Extreme heat can be particularly dangerous for older people, putting them at increased risk for heat stroke and death. But could it also affect how their DNA functions, and accelerate the aging process itself?
A new study, published Wednesday in the journal Science Advances, suggests it could. The analysis of over 3,600 older adults in the United States found that those living in neighborhoods prone to extreme heat — classified as 90 degrees or above — showed more accelerated aging at a molecular level compared with those in areas less prone to extreme heat.
The findings suggest that heat waves and rising temperatures from climate change could be chemically modifying people’s DNA and speeding up their biological aging. The study authors estimated that a person living in an area that reached 90 degrees or above for 140 days or more in a year could age up to 14 months faster than someone in an area with fewer than 10 extreme heat days a year.

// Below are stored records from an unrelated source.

PR #4113, opened 2026-05-22
fix(close): treat re-close of already-closed issue as idempotent success (GH#4025)

### LINKED ISSUE #4025: bug: `bd close <id>` returns "issue not found" when re-closed within same wall-clock second (RowsAffected==0 misinterpreted as missing row)
## Summary

`bd close <id>` reports `Error closing <id>: issue not found: <id>` (exit 1) when invoked on an issue that was already closed within the same wall-clock second — even though the issue exists in the database with `status=closed`, fully visible via `bd show <id>` and `bd list --status closed`.

The misleading error comes from conflating two distinct MySQL/Dolt outcomes:
- **(a)** UPDATE matched no rows (the row truly doesn't exist), and
- **(b)** UPDATE matched a row but changed no columns (the row is already in the target state).

Both surface as `result.RowsAffected() == 0` with the default MySQL driver setting (rows-changed, not rows-matched). bd's close code treats only case (a).

## Reproduction (minimal, deterministic)

```bash
mkdir /tmp/bd-repro && cd /tmp/bd-repro
BD_NON_INTERACTIVE=1 bd init >/dev/null

# Run a few iterations to clear the second-tick lottery
for i in 1 2 3 4 5; do
  ID=$(BD_NON_INTERACTIVE=1 bd create --title "t$i" --type task --json | grep -oP '"id":\s*"\K[^"]+')
  BD_NON_INTERACTIVE=1 bd close \"\$ID\" >/dev/null    # first close: ok
  BD_NON_INTERACTIVE=1 bd close \"\$ID\"               # second close: usually "issue not found"
done
```

Local sequential reproduction rate: **~40-55% of iterations** fail on the second close. No concurrency, no auto-routing, no special config — just a fresh `bd init` with embedded Dolt defaults.

After the failure, the issue clearly exists:

```
$ bd show <id> --json   # works, returns the issue with status=closed
$ bd list --status closed --json   # includes the issue
$ bd close <id>   # if you re-run AGAIN after a second has passed, succeeds
```

## Expected vs Actual

| | Expected | Actual (bd 1.0.4) |
|---|---|---|
| Exit code | 0 (idempotent) OR a clear "already closed" message | 1 |
| stderr | `nil` or `"already closed"` | `Error closing <id>: issue not found: <id>` |
| Caller interpretation | "the issue ended up closed" (correct) | "the ID is invalid/typo'd" (wrong — the ID is fine) |

## Root cause

`internal/storage/issueops/close.go:22-49` (v1.0.4):

```go
func CloseIssueInTx(ctx context.Context, tx *sql.Tx, id string, reason, actor, session string) (*CloseResult, error) {
    // ...
    now := time.Now().UTC()

    result, err := tx.ExecContext(ctx, fmt.Sprintf(`
        UPDATE %s SET status = ?, closed_at = ?, updated_at = ?, close_reason = ?, closed_by_session = ?
        WHERE id = ?
    `, issueTable), types.StatusClosed, now, now, reason, session, id)
    // ...
    rows, err := result.RowsAffected()
    // ...
    if rows == 0 {
        return nil, fmt.Errorf(\"issue not found: %s\", id)   // <-- bug: false inference
    }
    // ...
}
```

The `issues.closed_at` and `updated_at` columns are declared `DATETIME` (second resolution) — `internal/storage/schema/migrations/0001_create_issues.up.sql:17-18`.

For a re-close within the same second of the first close:
- `status`: 'closed' → 'closed' (no change)
- `closed_at`: '2026-05-17 19:41:11' → '2026-05-17 19:41:11' (no change at second resolution)
- `updated_at`: '2026-05-17 19:41:11' → '2026-05-17 19:41:11' (no change)
- `close_reason`: 'Closed' → 'Closed' (no change, default reason)
- `closed_by_session`: NULL → NULL (no change in BD_NON_INTERACTIVE without a session ID)

→ zero columns actually change → driver returns `RowsAffected = 0` → code emits `\"issue not found\"`.

## Decisive evidence — column-change test

If the root cause is RowsAffected==0 from a no-op UPDATE, forcing ANY column to actually change should make the bug vanish. It does:

```bash
# 15 iterations, second close back-to-back, BUT with --reason "different reason"
# so close_reason changes 'Closed' -> 'different reason' (RowsAffected = 1)
for i in $(seq 1 15); do
  ID=\$(BD_NON_INTERACTIVE=1 bd create --title \"t$i\" --type task --json | jq -r .id)
  BD_NON_INTERACTIVE=1 bd close \"\$ID\" >/dev/null
  BD_NON_INTERACTIVE=1 bd close \"\$ID\" --reason \"different reason\"
done
# Result: 0/15 failures (vs 4-11/15 for the back-to-back no-arg variant)
```

This isolates the cause to the no-op UPDATE → RowsAffected==0 path. Not a race, not a routing/cache issue, not the dolt commit pipeline.

## Suggested fix

Distinguish "row missing" from "row matched but UPDATE was a no-op". Simplest patch in `CloseIssueInTx`:

```go
if rows == 0 {
    // RowsAffected==0 in MySQL/Dolt can mean either (a) no row matched or
    // (b) row matched but no columns changed. Disambiguate with a SELECT.
    var existingStatus string
    err := tx.QueryRowContext(ctx, fmt.Sprintf(\"SELECT status FROM %s WHERE id = ?\", issueTable), id).Scan(&existingStatus)
    if errors.Is(err, sql.ErrNoRows) {
        return nil, fmt.Errorf(\"issue not found: %s\", id)
    }
    if err != nil {
        return nil, fmt.Errorf(\"failed to verify issue existence: %w\", err)
    }
    // Row exists and is already closed — idempotent success.
    // (If existingStatus != \"closed\" here, something is wrong; treat as error.)
    if existingStatus != string(types.StatusClosed) {
        return nil, fmt.Errorf(\"close UPDATE affected 0 rows but issue %s has status=%q\", id, existingStatus)
    }
}
```

Alternative approaches that would also work:
- **Early exit on already-closed**: SELECT status before the UPDATE; if already 'closed', return idempotent success and skip the UPDATE entirely (also avoids the spurious 'closed' event insert in the same-second case).
- **Driver flag**: connect with `CLIENT_FOUND_ROWS=1` so RowsAffected returns rows-matched. Less surgical, may affect other call sites.
- **Sub-second timestamps**: migrate `DATETIME` → `DATETIME(6)`. Schema change; doesn't address the root semantic bug.

## Impact

- Misleading user-facing error (looks like a typo'd ID).
- Breaks the principle of least surprise for idempotent close (cf. `kubectl delete --ignore-not-found`, `rm -f`).
- Bites callers driving bd programmatically that may retry on transient errors or close-twice as part of normal flows.

## Environment

- `bd version 1.0.4 (ce242a879)` (installed via mise, plugin `github:gastownhall/beads`)
- Linux 6.17.0, x86_64
- Embedded Dolt mode (default `bd init`)
- No special config (no routing, no custom statuses, no wisp/molecule)

## Searched for prior reports (none matched)

Searched the repo for: `issue not found`, `idempoten`, `already closed`, `close twice`, `double close`, `close lookup`, `default filter excludes closed`. Issue #3608 has a similar shape but a different error wording (`Error: resolving ID X: no issue found matching X` — the standard ID resolver path) and a different precondition (contributor auto-routing mode). Issue #3905 is also close-related but about silent UPDATE no-op without any error.

kevglynn:
## Summary

Fixes #4025.

`bd close <id>` returns "issue not found" when re-closing an already-closed issue within the same wall-clock second. The root cause: the UPDATE touches no columns (status already closed, timestamps identical within the same second), so `RowsAffected()` returns 0 — previously misinterpreted as "row doesn't exist."

## Fix

When `RowsAffected == 0`, query the row's current status in the same transaction:
- If already closed → return success silently (idempotent, no duplicate event)
- If row truly missing → preserve "issue not found" error
- If row exists but in unexpected state → return generic failure

Follows the same idempotent pattern already used in `claim.go`.

## Test plan

- [ ] Close an issue, immediately close again → success (no error)
- [ ] Close a nonexistent ID → still returns "issue not found"
- [ ] No duplicate `closed` event recorded on re-close
- [ ] Scripts doing `bd close $id && bd close $id` no longer fail

### DIFF
--- a/internal/storage/issueops/close.go
+++ b/internal/storage/issueops/close.go
@@ -56,7 +56,20 @@ func closeIssueInTx(ctx context.Context, tx *sql.Tx, id string, reason, actor, s
 		return nil, fmt.Errorf("failed to get rows affected: %w", err)
 	}
 	if rows == 0 {
-		return nil, fmt.Errorf("issue not found: %s", id)
+		var status string
+		qerr := tx.QueryRowContext(ctx,
+			fmt.Sprintf(`SELECT status FROM %s WHERE id = ?`, issueTable), id,
+		).Scan(&status)
+		if qerr == sql.ErrNoRows {
+			return nil, fmt.Errorf("issue not found: %s", id)
+		}
+		if qerr != nil {
+			return nil, fmt.Errorf("failed to check issue existence: %w", qerr)
+		}
+		if types.Status(status) == types.StatusClosed {
+			return &CloseResult{IsWisp: isWisp}, nil
+		}
+		return nil, fmt.Errorf("failed to close issue: %s", id)
 	}
 
 	if recordEvent {


harry-miller-trimble:
Thanks, @kevglynn! Rebased onto current `main` (this branch is ~50 commits behind) and added sqlmock tests for the new idempotent-close path in #4199. Your original commit is preserved there with attribution.

Continuing review in #4199; this can be closed in favor of it.

kevglynn:
Thanks @harry-miller-trimble! The sqlmock tests for the idempotent path are a nice addition.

To conduct the study, the researchers analyzed three biomarker aging estimates, known as epigenetic clocks, which were derived from blood samples of people age 56 and older as part of a separate national population study. They then looked at these age estimates alongside six years of daily climate data, comparing them across geographies.

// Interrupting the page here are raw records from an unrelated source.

PR #4114, opened 2026-05-22
fix(list): disable default truncation when stdout is piped (GH#4094)

### LINKED ISSUE #4094: beads should not limit outputs for non-interactive commands (use tty detection)
Use tty detection to avoid truncating output for the sake of human-readable defaults for machine output.

```
bd list | grep merge

Showing 50 issues; more results matched but were hidden by --limit. Use --limit 0 for all, or --limit N to raise the cap.
```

Epigenetic clocks measure biological changes that could predict the future risk of disease or death associated with older age. They estimate “how well the body is functioning at the molecular and the cellular level,” said Eun Young Choi, a postdoctoral associate at the U.S.C. Leonard Davis School of Gerontology and a co-author on the paper. While DNA is fixed at birth, external factors like stress or pollution can trigger molecular changes that turn genes on and off and affect how they operate. “DNA is like a blueprint,” Dr. Choi said, but these epigenetic changes are like the “switchboard that controls which part of the blueprint gets activated.”
This is the first population-level analysis to establish a connection between heat exposure and epigenetic aging in humans, building on separate research finding similar changes in fish, mice and guinea pigs.
“It’s important, suggestive work” that could offer a biological explanation for geographic health trends, said Nancy Krieger, a professor of social epidemiology at Harvard T.H. Chan School of Public Health who was not involved in the study.
Many of the places in the U.S. that the study found to have the most extremely hot days “are also some of the states that have the worst health profiles,” she said.
But, Dr. Krieger added, heat likely isn’t the only factor. And the authors emphasized there’s not enough data to definitively conclude that heat exposure caused the acceleration in aging — only that the two appear linked. In addition, the data they analyzed didn’t contain details about individuals’ lifestyles, such as whether they had access to air conditioning or spent the majority of time indoors.
There’s also some debate among scientists about whether epigenetic clocks are the best measure for aging, said Rachel Morello-Frosch, an environmental health scientist at the University of California, Berkeley. How to best measure biomarkers, and how to use them to predict future health, is an “evolving space in the scientific field,” she said.
Epigenetic changes aren’t necessarily bad, either, and the study doesn’t clarify whether they could reflect positive adaptations to heat instead of negative ones, said Greg Wellenius, an environmental epidemiologist at Boston University School of Public Health. People in hotter areas may have acclimatized to the heat, potentially by spending more time indoors, he said. But just “indicating that there is a quantifiable change at the cellular level” is a step toward understanding heat’s effect on the body, he said.
Experts say there are still many questions left to answer: How might things like air conditioning affect epigenetic aging? Can short visits to hotter areas cause you to age faster? Can moving away from hotter areas reverse it?
Because the analysis was based on a single blood sample from each subject, “we don’t really have that kind of longitudinal data” yet, said Jennifer Ailshire, a professor of gerontology and sociology at the U.S.C. Leonard Davis School of Gerontology and the other author of the study.
This study may open the door to future research into how interventions, like air conditioning or more shade, could stave off the adverse effects of aging, said Mariana Arcaya, a professor of urban planning and public health at the Massachusetts Institute of Technology.
“Right now, the literature is very focused on, ‘Can you survive in extreme heat without medical intervention?’” she said. This study, in contrast, suggests that even if people aren’t at immediate risk of health crises or death because of the heat, “there may still be an effect.”